Identical PFGE profiles were observed in all of the Japanese strains, both the enzootic isolates and the isolates obtained from the horses. A previous study ¹ found, by PFGE and fluorescent amplified-fragment length polymorphism fingerprinting, that there was a close relationship among S. Abortusequi isolates of equine origin in Japan and that carrier horses introduced from the enzootic area were a cause of outbreaks in nonendemic areas. In the current study, the horses were probably infected directly or indirectly by contaminated materials from aborted fetuses, placentas, and lochia of infected horses on the farm. However, the route by which the organism entered the farm could not be determined because epidemiologic information such as the recent movement histories of horses on the farm could not be obtained. However, the results of our molecular analysis revealed that the S. Abortusequi isolates that caused the outbreak probably belonged to the clone maintained in the horse population of Japan.

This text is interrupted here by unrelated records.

Issue #7507, opened 2021-10-22
Numba is raising a `NotImplementedError` instead of the `NumbaNotImplementedError` equivalent


guilhermeleobas:
## Reporting a bug

- [x] I have tried using the latest released version of Numba (most recent is
 visible in the change log (https://github.com/numba/numba/blob/master/CHANGE_LOG).
- [x] I have included a self contained code sample to reproduce the problem.
  i.e. it's possible to run as 'python bug.py'.

While trying the new error model with [RBC](https://github.com/xnd-project/rbc/), I found a `NotImplementedError` left on `numba/core/base.py` which I suspect it should be a `errors.NumbaNotImplementedError`. This causes the compilation process to crash because the exception is not captured anymore.

PR #7516, opened 2021-10-28
Refresh the registries in get_function early and always.

stuartarchibald:
As title.

### DIFF
--- a/numba/core/base.py
+++ b/numba/core/base.py
@@ -534,13 +534,16 @@ class BaseContext(object):
         lty = self.get_value_type(ty)
         return Constant.null(lty)
 
-    def get_function(self, fn, sig, _firstcall=True):
+    def get_function(self, fn, sig):
         """
         Return the implementation of function *fn* for signature *sig*.
         The return value is a callable with the signature (builder, args).
         """
         assert sig is not None
         sig = sig.as_function()
+        # Reload registries in case something has injected a lowering impl in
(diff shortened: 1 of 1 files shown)


gmarkall:
xref: https://github.com/numba/numba/issues/7507

gmarkall:
Does this fix the issue for the reproducer in #7507?

stuartarchibald:
> Does this fix the issue for the reproducer in #7507?

Yes. But it's costly in performance.

gmarkall:
It does seem to do a lot of redundant work, like loading everything again, when really all we need to do is install new things from the registry added since last time. I wonder if on each refresh we can clear the registry from which typing refreshes, so that next time we refresh, it doesn't do the same things over and over?

stuartarchibald:
> It does seem to do a lot of redundant work, like loading everything again, when really all we need to do is install new things from the registry added since last time. I wonder if on each refresh we can clear the registry from which typing refreshes, so that next time we refresh, it doesn't do the same things over and over?

This lazy approach is carried out to some extent at a relatively low level via: https://github.com/numba/numba/blob/805e24fbd895d90634cca68c13f4c439609e9286/numba/core/utils.py#L466-L482
it might be possible to improve the performance of the logic ahead of this though.

stuartarchibald:
Closing for now, need to reduce the cost of the reload to make this feasible.

PR #7522, opened 2021-10-30
Don't embed current thread count into parallel=True functions so that they can be cacheable.

### LINKED ISSUE #7518: Segfault with caching and parallel=True.
```
import numba
import numpy as np

@numba.njit(cache=True, parallel=True)
def test(a):
    b = a+5
    print(b.shape)
    return b

a = np.ones(1000)
b = test(a)
print(b.shape)
```

Run that with the following:
```
NUMBA_NUM_THREADS=8 python /tmp/caching1.py
NUMBA_NUM_THREADS=16 python /tmp/caching1.py
```

That results in a segfault.

DrTodd13:
Resolves #7518 

Move the printing of the parfor schedule into the C code in debug mode.

Use the dynamic thread count when constructing the schedule so that the parallel=True function can be correctly cacheable.

### DIFF
--- a/numba/np/ufunc/gufunc_scheduler.cpp
+++ b/numba/np/ufunc/gufunc_scheduler.cpp
@@ -326,6 +326,20 @@ std::vector<RangeActual> create_schedule(const RangeActual &full_space, uintp nu
     }
 }
 
+void print_rangeactual_vector(const std::vector<RangeActual> &rav) {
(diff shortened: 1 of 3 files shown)


DrTodd13:
@sklam @stuartarchibald This PR at this point should work for parallel=True functions that don't contain reductions.  There are several possible strategies to resolve this issue for when the functions do contain reductions and I'd like to discuss the possibilities with you before I do any implementation.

In conclusion, parasitic aneurysm of the cranial mesenteric artery caused by S. vulgaris larvae may play an important role as a site of carriage of S. Abortusequi in the horse. Not only the control of S. Abortusequi organisms but also the control of parasitic infection, for example, by administering adequate anthelmintics and optimizing health, might help to decrease the carrier state of S. Abortusequi infection in endemic areas. Although the route of transmission to the farm could not be determined here, our results suggest that the isolates were part of a clone maintained in Japan’s horse population.